Immigration et droit du travail
[Anne ajoute un commentaire à mon billet du 1er juillet. Elle écrit si bien qu'on voudrait être aussitôt d'accord avec elle. Mais ce ne serait pas sérieux. Elle mérite mieux. Et je prends donc le risque de passer pour un réac.]
Quand mon père nous a entraînés d’Algérie en France, ma mère et moi, en 1955, il a commencé par vendre des cartes postales et des crayons dans la rue, puis il a fait du démarchage pour le compte d’une compagnie d’assurance, avant de se faire embaucher dans un garage Renault où il faisait des écritures. Il n’est pas resté un jour sans travailler, et pour tous ces emplois qu’il a eus, il était payé en liquide. Je revois la table de la cuisine où il venait déposer sa paye hebdomadaire. Nous étions fiers et heureux de la façon dont la France nous accueillait. Car il était bien clair pour nous que la France ne nous devait rien, et que, par parenthèse, nous ne lui devions rien non plus.

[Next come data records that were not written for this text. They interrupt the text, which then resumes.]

PR #1259, opened 2026-04-28
Detect TTL reset for uneven rotation schedules with ttl rollover bug

siyer-corp:
## Description

The awaitVaultSecretRotation loop used `newTTL >= lastSyncTTL` to detect when Vault resets the TTL at a rotation boundary (the TTL rollover bug). This works for even schedules (e.g. "*/1 * * * *") where every interval is identical, but fails for uneven schedules (e.g. "30 3,16 * * *") when a longer interval is followed by a shorter one. At the rotation boundary, Vault resets the TTL upward to the next interval's full duration, but because that duration is shorter than the previous interval's (which lastSyncTTL recorded), the ">=" check never fires and VSO returns stale credentials without retrying.

Add a second detection path: compute the expected countdown TTL based on time elapsed since last sync, and if it is near zero (within a 5-second tolerance) while the observed TTL is still large, treat it as a TTL reset and retry. This correctly handles both even and uneven schedules without affecting mid-cycle remediation (e.g. K8s secret deletion), where expectedTTL is far from zero and no retry is needed.

Add unit tests covering:
- Even schedule with TTL == lastSyncTTL (regression)
- Even schedule with TTL > lastSyncTTL / classic rollover (regression)
- Uneven schedule with TTL < lastSyncTTL / the bug (new)
- Mid-cycle remediation on uneven schedule / no false retry (new)

## PCI review checklist


controllers/vaultdynamicsecret_controller.go
```diff
@@ -639,10 +639,28 @@ func (r *VaultDynamicSecretReconciler) awaitVaultSecretRotation(ctx context.Cont
...
+					//
+					// 1. Classic TTL rollover (even schedule): newTTL >= lastSyncTTL,
+					//    meaning Vault reset it upward to the start of a new period.
+					//
+					// 2. Uneven schedule (e.g. alternating 2-min/1-min): newTTL resets
+					//    to a SHORTER interval, so the ">=" check misses it. We detect
+					//    this by checking whether the expected countdown TTL is near
+					//    zero (we're at the rotation boundary) while the observed TTL
+					//    is still large (it was reset to a new period).
+					const ttlResetTolerance = int64(5)
```
Balaji2198, line 658: Can we add a short comment documenting how we arrived at 5s?

benashz (dismissed):
LGTM

controllers/vaultdynamicsecret_controller_test.go
```diff
@@ -1531,6 +1531,293 @@ func TestVaultDynamicSecretReconciler_awaitRotation(t *testing.T) {
...
+			},
+			wantRequestCount: 2,
+		},
+		{
+			// Bug: uneven rotation schedule (e.g. "30 3,16 * * *") where the next
+			// interval is shorter than the last sync TTL. Vault resets the TTL for
+			// the shorter interval (39600 < 46800) before updating LastVaultRotation
+			// due to DB lag. The old ">= lastSyncTTL" check misses this case —
+			// the loop exits immediately with stale credentials instead of retrying.
+			// See: test/integration/modules/vault/VSO Bug
```
Balaji2198: Could this(VSO) be a typo? I could only see this structure `test/integration/modules/vault/`

siyer-corp: It's a reference to a local file, removed it.

Balaji2198 (approved):

PR #761, opened 2021-12-16
Fix the compile error when including dcap_quote.h in pure C program

qzheng527:
Without the fix, the default dcap demo couldn't pass build.


guzongmin (approved):
LGTM

PR #767, opened 2021-12-21
doc(demos/PyTorch): fix wrong message in README

pullp:
There are two errors in PyTorch demo's README.md

- Step 2 and 3 should be executed inside the container, not on host.
- The demo's dir is ` /root/demos/pytorch`, not ` /root/occlum/demos/pytorch`


guzongmin:
@pullp Thanks for your patch.

guzongmin (approved):
LGTM

PR #769, opened 2021-12-24
Fix TCGETS/TCSETS using wrong termios type definition

jessehui:
This implementation is different from what was done in NGO due to different ioctl implementation.


guzongmin (approved):
LGTM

Je voudrais que ceux qui militent pour la régularisation des sans-papiers nous disent si oui ou non ils militent aussi pour la libéralisation des conditions de travail. Si c’est le cas, je les approuve. Si ce n’est pas le cas, je voudrais qu’ils me disent comment ils se représentent les conditions de vie en France de ces familles sans travail. Pensent-ils qu’elles pourront aller croupir dans des meublés sordides, voire dans la rue? Ou qu’elles devront avoir droit aussi bien à un logement décent dont elles seront dispensées de payer le loyer?
Crois bien que je serais infiniment heureux de pouvoir revendiquer avec toi et avec quelques autres (pas tous) la régularisation des sans-papiers. Mais il faudrait que nous soyons d’accord également pour dénoncer ensemble, de la façon la plus ferme, les leaders politiques irresponsables qui prêchent pour un Smic à 1500 €? Ceux-là, il me semble qu’ils n’ont jamais eu à chercher du travail, pour eux ni pour personne de leurs familles.